Barangay in Taguig, Metro Manila, Philippines

South Signal Village, officially Barangay South Signal Village and simply known as South Signal, is one of the 38 barangays of Taguig, Philippines. As of the 2024 census, the population was 43,946. The barangay was created through a plebiscite on December 28, 2008.

== History ==
The Sangguniang Panlungsod of Taguig passed City Ordinance No. 60 in 2008, which would detach a portion of Barangay Signal Village (now Central Signal Village) to form an independent barangay named as South Signal Village. A plebiscite to ratify the ordinance was conducted by the Commission on Elections on December 18, 2008, which was then proclaimed by the city's board of canvassers on December 28.

== Geography ==
South Signal Village has a total land area of 638121 m2. It has five adjacent barangays: Central Signal Village on the northeast and northwest, New Lower Bicutan on the southeast, Maharlika Village on the southeast and southwest, Upper Bicutan on the southwest, and Western Bicutan on the northwest and southwest. The barangay is traversed by the West Valley Fault of the Marikina Valley Fault System.

== Demographics ==

As of the 2024 Philippine census, there were 43,946 residents of South Signal Village.

== Government ==
In May 2009, the government of Taguig appointed Pedro Sedan as the first barangay captain (kapitan ng barangay) of South Signal Village.
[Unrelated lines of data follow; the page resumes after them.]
PR #10668, opened 2022-04-18
Add spacy-span-analyzer to debug data

ljvmiranda921:
This Pull Request adds the [spaCy span analyzer](https://github.com/ljvmiranda921/spacy-span-analyzer) in debug data. Since the frequency has already been included in the original implementation, my PR will add the ff: spans length, span distinctiveness, and boundary distinctiveness.

### DIFF
--- a/spacy/cli/debug_data.py
+++ b/spacy/cli/debug_data.py
@@ -216,11 +216,14 @@ def debug_data(
                 f"Key: {spans_key}, {_format_labels(data_labels.items(), counts=True)}",
                 show=verbose,
             )
+
         # Data checks: only take the spans keys in the actual spancat components
         data_labels_in_component = {
             spans_key: gold_train_data["spancat"][spans_key]
             for spans_key in model_labels_spancat.keys()
         }
+
+        breakpoint()
         for spans_key, data_labels in data_labels_in_component.items():
             for label, count in data_labels.items():
                 # Check for missing labels
@@ -692,14 +695,14 @@ def _compile_gold(
                 elif label == "-":
                     data["ner"]["-"] += 1
         if "spancat" in factory_names:
-            for span_key in list(eg.reference.spans.keys()):
-                if span_key not in data["spancat"]:
-                    data["spancat"][span_key] = Counter()
-                for i, span in enumerate(eg.reference.spans[span_key]):
+            for spans_key in list(eg.reference.spans.keys()):
+                if spans_key not in data["spancat"]:
+                    data["spancat"][spans_key] = Counter()
+                for i, span in enumerate(eg.reference.spans[spans_key]):
                     if span.label_ is None:
                         continue
                     else:
-                        data["spancat"][span_key][span.label_] += 1
+                        data["spancat"][spans_key][span.label_] += 1
         if "textcat" in factory_names or "textcat_multilabel" in factory_names:
             data["cats"].update(gold.cats)
             if any(val not in (0, 1) for val in gold.cats.values()):
@@ -824,3 +827,7 @@ def _get_labels_from_spancat(nlp: Language) -> Dict[str, Set[str]]:
             labels[pipe.key] = set()
         labels[pipe.key].update(pipe.labels)
     return labels
+
+
+def _get_span_characteristics() -> Dict[str, Any]:
+    pass


ljvmiranda921:
I've been thinking about adding "human-facing recommendations" similar to what @/pmbaumgartner suggested. For example:
- `spans_length` can help recommend ngram suggester size. At very high values, we might recommend lowering the batch size
- A boundary distinctiveness / span distinctiveness > 0.8 (closer to PARC and RiQUA dataset) is viable for spancat. Just not sure how to translate it properly in `debug data` ("Spancat should be viable for your dataset!" or something like that).
- I am also thinking of removing the table altogether, and just report the weighted averages instead? 

Given that, I'd like to hear reviews of the technical implementation first before I make major changes!

spacy/cli/debug_data.py
```diff
@@ -247,6 +249,52 @@ def debug_data(
...
+            )
+            metrics = [span_length, span_distinctiveness, sb_distinctiveness]
+            span_char = _compile_span_characteristics(
+                span_data=metrics,
+                labels=data_labels,
+            )
+            # Compute for weighted average (by frequency)
+            wgt_avg = [_wgt_average(metric, data_labels) for metric in metrics]
+            _wgt_avg_row = ["Wgt. Average"] + [str(w) for w in wgt_avg]
+            msg.table(span_char, footer=_wgt_avg_row, header=headers, divider=True)
```
svlandeg, line 296: In the final table, I would round all numbers to two decimals, I don't think more is meaningful?

svlandeg:
>     * `spans_length` can help recommend ngram suggester size. If your average spans length is, say, 3.14, then a good ngram suggester size may be 1 -> 3 or 1 -> 4.

To support this, it would be great to also show the min and max length, right? But I suppose that would become a bit verbose? 

>     * It's also applicable for other settings. Higher spans length tend to have larger ngram sizes, and so we can recommend lowering the batch size. If your spans length is > 7, you might want to lower the batch size to reduce CPU load when training

I really like this idea, but I'm not sure whether `debug data` is the best place for this kind of recommendation. There is no notion of a model or config for this command. Still, we should talk about how we could incorporate these kind of recommendations into the CLI functionality.

>     * From our experiments, a boundary distinctiveness / span distinctiveness > 0.8 (closer to PARC and RiQUA dataset) is viable for spancat. Just not sure how to translate it properly in `debug data` ("Spancat should be viable for your dataset!" or something like that). There's a positive correlation between BD/SD and spancat performance.

By "viable for spancat", you mean that the performance will probably be OK, right? We could also turn this around and say: if the value is too low, indicating "smooth transitions", we could emit a warning saying something to this effect? Because it might also mean that the entities are just not well defined in the annotation schema, right?

spacy/cli/debug_data.py
ljvmiranda921: Agree will do that!

ljvmiranda921:
Hi @svlandeg , thanks for the comments! I updated the PR to make the presentation more compact. 👍 
I also added a few things  (if they don't fit debug data it's easy to just remove them afterwards).
image

ljvmiranda921:
Hi @thomashacker , I added new methods `_get_span_characteristics` and `_print_span_characteristics` in this commit: https://github.com/explosion/spaCy/pull/10668/commits/fbd1074cc7fd817342ae631c490e02e23648ad82

Ideally, you want to pass a list of [Examples](https://spacy.io/api/example) to _compile_gold, but you can also
follow how it's done in the `debug_data` function:

```python
# (Optional) Config loading as copied over from debug-data
# You don't have to follow this, at the end, we only just need a list of Examples to be passed
# to _compile_gold
with show_validation_error(config_path):
    cfg = util.load_config(config_path)
    nlp = util.load_model_from_config(cfg)
    config = nlp.config.interpolate()

dot_names = [T["train_corpus"]]
train_corpus, dev_corpus = resolve_dot_names(config, dot_names)
```

And here's the actual way to get the span characteristics from the private methods

```python
import spacy
from spacy.cli.debug_data import _compile_gold, _get_span_characteristics
from spacy.cli.debug_data import _print_span_characteristics


SPANS_KEY = "sc"
nlp = spacy.blank("en")

train_dataset = list(train_corpus(nlp))  # a list of Examples
gold_train_data = _compile_gold(train_dataset, factory_names=["spancat"], nlp, make_proj=False)
data_labels = gold_train_data["spancat"][SPANS_KEY]
span_characteristics = _get_span_characteristics(train_dataset, gold_train_data, SPANS_KEY, data_labels)  # a dictionary
_print_span_characteristics(span_characteristics)  # optional, for pretty-printing

```

svlandeg (approved):
Looks good to me! It's a really nice addition to have the warning/confirmation about span & boundary distinctiveness. We'll probably need to add some sort of explanation about these measures somewhere in the docs though? Maybe over at https://spacy.io/api/cli#debug-data which can refer to the Papay et al work, what do you think?

ljvmiranda921:
Ah nice that makes sense, will add a few notes in the documentation :)

spacy/cli/debug_data.py
```diff
@@ -247,6 +253,56 @@ def debug_data(
...
+            _print_span_characteristics(span_characteristics)
+
+            msg.info(
+                "It's recommended to use a maximum of "
+                f"{math.ceil(span_characteristics['avg_length'])} ngrams "
+                "when you're using the n-gram suggester function "
+                f"(avg={round(span_characteristics['avg_length'],2)}, "
+                f"min={span_characteristics['min_length']}, max={span_characteristics['max_length']})",
+                show=verbose,
+            )
```
adrianeboyd, line 272: I think this suggestion should be based on recall rather than average length and analyze both min and max. (It's not too hard to construct a case with outliers where the average length leads to <20% recall.)

I think it might make sense to present several min/max settings with recall (something like 75%, 85%, 95%) and provide info/hints about the speed/RAM tradeoffs involved so the users can make a decision themselves.

ljvmiranda921: Hi @adrianeboyd , thanks for the comment! I'm curious how I can best implement this. Do you mean something like:

```
If you want to get:
75% recall, then set min=$A, max=$B,
85% recall, then set min=$C, max=$D,
95% recall, then set min=$E, max=$F
```

where `$A` to `$F` are some integers. I think this might fall under the  `recommend` command? 

Also if that's the case, perhaps I should remove the highlighted line, `It's recommended to use a maximum of ...`, from `debug data`, and insert it to `recommend` instead? 🤔

adrianeboyd: I'm not sure what you mean by "insert to `recommend`"?

I don't know enough about algorithms that would make this easy/fast to do for the general case. Maybe instead of a direct recommendation, you can just present the percentage of spans that fall in each ngram length and point out that there are speed/RAM tradeoffs in including all outliers?

ljvmiranda921: > I'm not sure what you mean by "insert to recommend"?

It's a "new" command that we're considering to include more explicit/direct config recommendations to the user based on their dataset and other factors. 

> Maybe instead of a direct recommendation, you can just present the percentage of spans that fall in each ngram length and point out that there are speed/RAM tradeoffs in including all outliers?

Ah that's doable! I'll update the PR to include this :)

ljvmiranda921: I updated the PR here to improve span length reporting: https://github.com/explosion/spaCy/pull/10668/commits/d0b7db759c53a3f1e37971f00e272bb7666bfc91

image

adrianeboyd: I think presenting the n-gram lengths as strings and in the order is kind of confusing. I think it's still easy enough to understand if it's sorted in the order of n-gram lengths?

ljvmiranda921: Ah sure that makes a lot of sense :) Will update the PR

ljvmiranda921: Updated in: https://github.com/explosion/spaCy/pull/10668/commits/1e796fb8e6532846b19163c1175c1128347be41b

svlandeg (approved):
This (still) looks good to me but I'm happy to defer the decision for merging/further edits to Adriane :-)

adrianeboyd:
I ran this for the `benchmarks/ner_spancat` and it looks like something is off with the math:

```
ℹ 90% of spans have up to 2 n-grams (min=1, max=13). Most common span
lengths are: 1 (42%), 2 (37%). If you are using the n-gram suggester, note that
there are speed / memory tradeoffs when you include all outliers.
```

With `-V` I'd like to see the full distribution of span lengths and not just common ones.

spacy/cli/debug_data.py
```diff
@@ -247,6 +255,63 @@ def debug_data(
...
+            _span_freqs = dict(sorted(_span_freqs.items()))
+            span_freqs = [(str(k), int(v)) for k, v in _span_freqs.items()]
+
+            msg.info(
+                f"{SPAN_LENGTH_THRESHOLD_PERCENTAGE}% of spans have up to "
+                f"{max(_span_freqs.keys())} n-grams "
+                f"(min={span_characteristics['min_length']}, max={span_characteristics['max_length']}). "
+                f"Most common span lengths are: {_format_freqs(span_freqs)}. "
+                "If you are using the n-gram suggester, note that there are speed / memory tradeoffs "
+                "when you include all outliers."
```
adrianeboyd, line 280:
```suggestion
                "If you are using the n-gram suggester, note that omitting "
                "infrequent n-gram lengths can greatly improve speed and " 
                "memory usage with only a small effect on recall."
```

website/docs/api/cli.md
```diff
@@ -466,6 +466,21 @@ takes the same arguments as `train` and reads settings off the
 
 </Infobox>
 
+
+<Infobox title="Notes on span characteristics" emoji="💡">
+
+If your pipeline contains a `"spancat"` component, then this command will also
```
adrianeboyd, line 472:
```suggestion
If your pipeline contains a `spancat` component, then this command will also
```

website/docs/api/cli.md
```diff
@@ -466,6 +466,21 @@ takes the same arguments as `train` and reads settings off the
...
+report span characteristics such as the average span length and the span (or
+span boundary) distinctiveness. The distinctiveness measure shows how different
+the tokens are with respect to the rest of the corpus using the KL-divergence of
+the token distributions. To learn more, you can check Papay et al's work on
```
adrianeboyd, line 476:
```suggestion
the token distributions. To learn more, you can check Papay et al.'s work on
```

ljvmiranda921:
Ah I see thanks for catching @adrianeboyd , is it because the percentages didn't add up to 90%? Perhaps it's because when I add the percentage of the spans with 3 n-grams, it exceeded 90%, so it wasn't included. I'll update the logic here or the way it was presented. 

> With -V I'd like to see the full distribution of span lengths and not just common ones.

Noted on this. Will update the PR

ljvmiranda921:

Since 2023, the incumbent barangay captain is Jesus Laurel. Laurel is assisted by barangay councilors (barangay kagawad) Glenn Daiz, Kenneth Caneda, Norman Hortilano, Ariel Viray, Cerilo Pasicolan, Francisco Galudo, and Glenn Robert Roa, and Sangguniang Kabataan chairperson John Mark Gabiran.

== Education ==
Kapt. Jose Cardones Memorial Elementary School (now Kapt. Jose Cardones Integrated School) is located in South Signal Village. The school was previously an annex of EM's Signal Village Elementary School, until it became an independent elementary school by the virtue of Republic Act No. 9152 signed by then-President Gloria Macapagal Arroyo on August 10, 2001.